İsmail bir süre ne yapacağını düşündü. Etrafına baktı. Neden bu adamı dövmüşlerdi ? Neden buradaydı ?
Uzun boylu, kıvırcık saçlı, güzel yüzü olan bir adamdı. Yüzündeki kan bile onu çirkin gösteremezdi.
Adamın acıyla kıpırdandığını gördüğünde İsmail onu buradan götürmesi gerektiğine emindi. Sanki kuş gibi hafifmiş gibi adamı omzuna aldığında, kıvırcık saçlı gözlerini araladı ve fısıldadı.
"Başını belaya sokacaksın İsmail."
İsmail fısıltı ve kısık ses arasında kalan ses tonuna karşı şok içinde baktı bir süre. Adını nereden biliyordu ?
Çok düşünmeden ve kimseye görünmeden eve çıkarttı koca bedeni. Yavaşça - pek de yavaş olmayan bir şekilde - koltuğa bıraktı onu ve hemen perdeleri örtmeye gitti.

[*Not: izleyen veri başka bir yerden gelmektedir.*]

Issue #292, opened 2021-01-22
GetMediaDevice does not work on new Macbook Pro


rivercheng:
It worked on my old Macbook Pro, but failed on my new one. 
================ Best Fit ================

Not found
panic: failed to find the best driver that fits the constraints

rivercheng:
Seems to be the camera, because if I replace the 'camera' with 'videotest', then there's no error anymore. Maybe the new Macbook pro needs a new video driver?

Camın kenarından bir süre dışarıya baktığında koltuktaki bedenin alaycı sesini duydu.
"Madem korkuyorsun neden yardım ediyorsun bana ?"
İsmail koltuktaki adama dönüp gözlerini devirdi.

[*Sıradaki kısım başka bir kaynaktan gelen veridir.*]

PR #301, opened 2021-02-17
Return selected codec information in NewEncodedReader and NewEncodedIOReader.

f-fl0:
#### Description

In this PR, a pointer to the selected codec is added to the results returned by `NewEncodedReader` and `NewEncodedIOReader`. At the moment only `newEncodedReader` returns this information but it is not accessible outside of the `track` class. The selected codec information might useful if ones wants to use a custom RTP `Packetizer`. This is also the reason why it needs to
return `rtp.Codec` instead of `webrtc.RTPCodecParameters`: `rtp.NewPacketizer` needs a `rtp.Payloader`.

### DIFF
--- a/examples/archive/main.go
+++ b/examples/archive/main.go
@@ -68,7 +68,7 @@ func main() {
 		})
 	}))
 
-	reader, err := videoTrack.NewEncodedIOReader(x264Params.RTPCodec().MimeType)
+	reader, _, err := videoTrack.NewEncodedIOReader(x264Params.RTPCodec().MimeType)
 	must(err)
 	defer reader.Close()
 
--- a/mediastream_test.go
+++ b/mediastream_test.go
@@ -4,6 +4,7 @@ import (
 	"io"
 	"testing"
 
+	"github.com/pion/mediadevices/pkg/codec"
 	"github.com/pion/webrtc/v3"
 )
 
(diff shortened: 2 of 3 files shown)


at-wat:
@lherman-cs could you take a look? I don't know very well about the intent of the original API design.

lherman-cs:
@f-fl0 the original idea was to take away the complexity of choosing the codec from the users but still giving the flexibility for RTP packetizer implementation. So, for writing your own Packetizer, you can achieve this by registering your own codec, e.g. https://github.com/pion/mediadevices/blob/master/pkg/codec/x264/params.go#L1-L50. Instead of returning the default RTP packetizer in RTPCodec, you can return the customized version.

at-wat:
It's bit off from this PR's topic, but in case that codec selector is like
```
mediadevices.NewCodecSelector(mediadevices.WithVideoEncoders(vaapiParam, vpxParam))
```
to use hardware accelerated encoder if available and fallback to libvpx, I think there should be a way to know which encoder was actually selected.
For this purpose, `codec.VideoEncoderBuilder` may be needed to be returned instead of `codec.RTPCodec`. (it requires bit more deeper changes.)

lherman-cs:
@at-wat that's a good point. I'm totally on board with the change. But, I'm curious, what's the use case of knowing between software vs hardware encodings?

at-wat:
> But, I'm curious, what's the use case of knowing between software vs hardware encodings?

I think notifying users that hardware encoder is used or not is helpful to validate resource usage.

f-fl0:
@lherman-cs @at-wat thank you for the feedback. I understand the modifications introduced here are not necessary. I will close this PR.

PR #304, opened 2021-02-28
prefer reallink for linux camera label

edaniels:
#### Description

Using the reallink base name allows one to actually filter for a device like `video0` when v4l reports the more complicated form. This also fixes `video0` being set as the high priority device if v4l finds it first.


at-wat (commented):
Correspondence of the hardware and `/dev/videoN` depends on the order of device recognition by linux and it is not fully stable when rebooting system with multiple cameras.
In my opinion, label should have a information that is invariable against timing.

What do you think?

edaniels:
So it can be stable based on udev rules in some systems. An alternative approach is to provide some more metadata from udev in the driver info (possibly an extra data field)?

at-wat:
Adding extra data field sounds bit difficult since it is based on the WebAPI MediaDeviceInfo structure (https://developer.mozilla.org/en-US/docs/Web/API/MediaDeviceInfo).

Another idea is to store both `/dev/video*` and `/dev/v4l/by-path/*` by joining them with separator character (or string) which is not appears in these paths.
e.g. `/dev/video0;/dev/v4l/by-path/pci-0000:00:00.0-usb-0:0:0.0-video-index0`

edaniels:
I like the semicolon. I’ll whip something up later today. I’ll also get on the other PR too. Thanks!

edaniels:
@at-wat Done. We just need to merge https://github.com/pion/mediadevices/pull/308 first.

edaniels:
whoops did not mean to close

edaniels:
Reopened at https://github.com/pion/mediadevices/pull/311

PR #307, opened 2021-03-01
Fix 32-bit usage of x11capture_linux

edaniels:
#### Description

This allows compilation on 32-bit devices.


at-wat (approved):
Good catch! Thank you

PR #313, opened 2021-03-04
Use correct NV12 decoder in camera_linux

edaniels:


at-wat:
This seems be from very beginning of the repository: https://github.com/pion/mediadevices/commit/5e797785dfe713eff328680f23e8db3def6d8b28#diff-9de2dbd5ae8591f0020859d31139841decfba8d061afa8b4e6ef65bc1640a44eR21

I'm suspecting that `decodeNV21` and `decodeNV12` are also swapped as no one have reported that color of captured image is wrong.

at-wat:
https://www.kernel.org/doc/html/v5.9/userspace-api/media/v4l/pixfmt-nv12.html
> V4L2_PIX_FMT_NV21 is the same except the Cb and Cr bytes are swapped, **the CrCb plane starts with a Cr byte.**

`decodeNV21`
https://github.com/pion/mediadevices/blob/eaaaacfc6b938bff60884dcf45867aad5ab10498/pkg/frame/yuv.go#L38-L39

Decoder name looks corresponding?

edaniels:
So it says "the CrCb plane starts with a Cr byte." for NV21. In that case, I think it is correct now.

edaniels:
To be clear, both the decoders are correct, but the mappings were wrong.

lherman-cs (approved):
LGTM. I didn't realize that the formats are swapped in the Linux adapter. I swapped the decoder implementation in https://github.com/pion/mediadevices/commit/5e797785dfe713eff328680f23e8db3def6d8b28#diff-9de2dbd5ae8591f0020859d31139841decfba8d061afa8b4e6ef65bc1640a44eR21 because it didn't follow the format according to the fourcc website, https://www.fourcc.org/pixel-format/yuv-nv21/

PR #315, opened 2021-03-07
Add decoder support for pixel format BGRA & ARGB

zyxar:
#### Description
This PR adds decoder support for pixel format `BGRA` & `ARGB`, and enables them in pkg `avfoundation`.


pkg/frame/rgb.go
```diff
@@ -0,0 +1,44 @@
...
+	size := 4 * width * height
+	if size > len(frame) {
+		return nil, func() {}, fmt.Errorf("frame length (%d) less than expected (%d)", len(frame), size)
+	}
+	r := image.Rect(0, 0, width, height)
+	for i := 0; i < size; i += 4 {
+		*(*uint32)(unsafe.Pointer(&frame[i])) = func(v uint32) uint32 {
+			return (v & 0xFF00FF00) | (v&0xFF)<<16 | (v&0xFF0000)>>16
+		}(*(*uint32)(unsafe.Pointer(&frame[i])))
+		//frame[i], frame[i+2] = frame[i+2], frame[i]
```
at-wat, line 20: It seems like a conversion from `ARGB` to `GRAB`. (`frame[i]` is `A` and `frame[i+2]` is `G` in the original ARGB data)
Maybe the implementations of `decodeARGB` and `decodeBGRA` are swapped?

pkg/frame/rgb.go
```diff
@@ -0,0 +1,44 @@
...
+
+func decodeBGRA(frame []byte, width, height int) (image.Image, func(), error) {
+	size := 4 * width * height
+	if size > len(frame) {
+		return nil, func() {}, fmt.Errorf("frame length (%d) less than expected (%d)", len(frame), size)
+	}
+	r := image.Rect(0, 0, width, height)
+	for i := 0; i < size; i += 4 {
+		*(*uint32)(unsafe.Pointer(&frame[i])) = bits.RotateLeft32(*(*uint32)(unsafe.Pointer(&frame[i])), -8)
+		//frame[i], frame[i+1], frame[i+2], frame[i+3] = frame[i+1], frame[i+2], frame[i+3], frame[i]
```
at-wat, line 37: `BGRA` to `GRAB` ?

pkg/frame/rgb_test.go
```diff
@@ -0,0 +1,48 @@
+package frame
+
+import (
+	"fmt"
+	"testing"
+)
+
```
at-wat, line 7: It would be nice to have a simple test like: https://github.com/pion/mediadevices/blob/dafd208de79bcf3308e4ea9e5724ad27f91c5051/pkg/frame/yuv_test.go#L10-L41

pkg/frame/rgb.go
zyxar: I think it only matters to the *name* of the pixel format.

according to libyuv [formats](https://chromium.googlesource.com/libyuv/libyuv/+show/master/docs/formats.md):
```c
kCMPixelFormat_32ARGB          = 32,      FOURCC_BGRA
kCMPixelFormat_32BGRA          = 'BGRA',  FOURCC_ARGB
```
and I use the *FOURCC_\** naming to to name `frame.FormatBGRA` and `frame.FormatARGB` which results a similar mapping in `avfoundation` pkg.

at-wat: Sorry, I misread endian. (It should be little endian on x86 and ARM)

This func seems converting 0xXXYYZZWW (input) to 0xXXWWZZYY (output).
As the output byte order for `image.RGBA` is RGBA order (XX=A, WW=B, ZZ=G, YY=R on little endian uint32), input byte order shoud be BGRA.

I guess
https://github.com/pion/mediadevices/pull/315/files#diff-99707109ce57457c8ab1161707d059373858d14ae66e06aed05c50501e29eaa6R148-R153
https://github.com/pion/mediadevices/pull/315/files#diff-99707109ce57457c8ab1161707d059373858d14ae66e06aed05c50501e29eaa6R179-R184
are reversed and name of `decodeARGB` and `decodeBGRA` should be swapped?

(I don't have any Macintosh computers, so I couldn't test it on the real environment.)

edaniels:
HI @zyxar, do you still want to get this in?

"Minnettar olman gerekirken bu kadar boş yapman sinir bozucu"
Koltuktaki beden hiçbir şey söylemezken İsmail banyoya gitti. Birkaç pansuman malzemesi bularak geri döndü. Tıp fakültesi öğrencisi olmasına rağmen hala neden tam teşekküllü bir ilk yardım çantası yoktu o da bilmiyordu.

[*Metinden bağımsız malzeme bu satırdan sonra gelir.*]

Issue #332, opened 2020-06-10
Provide Spanish language translations


mcpierce:
Provide a translation of the application's texts in Spanish.

PR #507, opened 2020-09-16
Updated Spanish translation for 0.7 [#332]

theotocopulitos:
## Status
READY

## Migrations
NO

## Description
Updated Spanish translation for 0.7 [#332]

### DIFF
--- a/comixed-frontend/src/assets/i18n/es/backend-status.json
+++ b/comixed-frontend/src/assets/i18n/es/backend-status.json
@@ -2,24 +2,24 @@
   "backend-status": {
     "effects": {
       "get-rest-audit-log-entries": {
-        "error-detail": "Failed to load audit log entries..."
+        "error-detail": "Error al cargar las entradas en el log de auditoría de web..."
       }
     },
     "rest-audit-log": {
       "page-title": "Web Logs",
       "entries": {
         "header": {
-          "remote-ip": "Originating IP",
-          "url": "Endpoint URL",
-          "email": "Account",
-          "start-time": "Started",
-          "end-time": "Completed",
-          "bytes-received": "Bytes In",
-          "bytes-returned": "Bytes Out",
-          "success": "Success",
-          "request-content": "Request Content",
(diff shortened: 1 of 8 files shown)


comixed-frontend/src/assets/i18n/es/backend-status.json
```diff
@@ -30,7 +30,7 @@
         "detail": "Error al recabar los datos de compilación..."
       }
     },
-    "page-title": "Build Details",
+    "page-title": "Detalles de la compilación",
     "table": {
```
mcpierce, line 34: Can you translate these entries as well?

mcpierce (changes requested):
I saw a few entries that didn't get translated. Could you review the files and fix those entries, please?

For example, in library.json the clear-image-cache entries are still in english.

theotocopulitos:
Sorry :( ... not sure how I missed that...

But, regarding these lines:

    "page-title": "Detalles de la compilación",
    "table": {
      "branch": "Source Branch",
      "build-host": "Build Hostname",
      "build-time": "Built On",
      "build-version": "Version",
      "commit-user": "Committer Name",
      "commit-id": "Commit Hash",
      "commit-message": "Commit Message",
      "commit-time": "Time Of Last Commit",
      "dirty": "Built From Uncommitted Code?",
      "remote-origin-url": "Remote Origin",
      "jdbc-url": "JDBC Connection URL"
    }

I'd rather not translate them... this info relates to git, and there is not
a universal translation of those concepts. Anyone looking at these uses
them in English, I am guessing. Should you prefer me to translate that, I
will, but honestly, I think we should not.

mcpierce:
Fair enough. Do other applications translate similar entries? I believe @BRUCELLA2 and @jmcrfp translated them, but you make a good point about them not being something to translate. Let's leave them untranslated here and we can discuss it in the dev list.

theotocopulitos:
I **think** I was able to squash all changes into a single commit!

mcpierce (approved):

Koltuğa geri döndüğünde uzun bedenin çoktan uyuyakaldığını görünce şaşırmadı pek. O kadar kötü dayak yemişti ki ölmemesi mucizeydi.
Yavaşça bedeni yatırdı koltuğa. Gömleğini kesti hızlıca ve göğsündeki, karnındaki morluklara baktı. Acıyarak kaşlarını çattı. Cidden nasıl dayanmıştı bu kadar acıya ?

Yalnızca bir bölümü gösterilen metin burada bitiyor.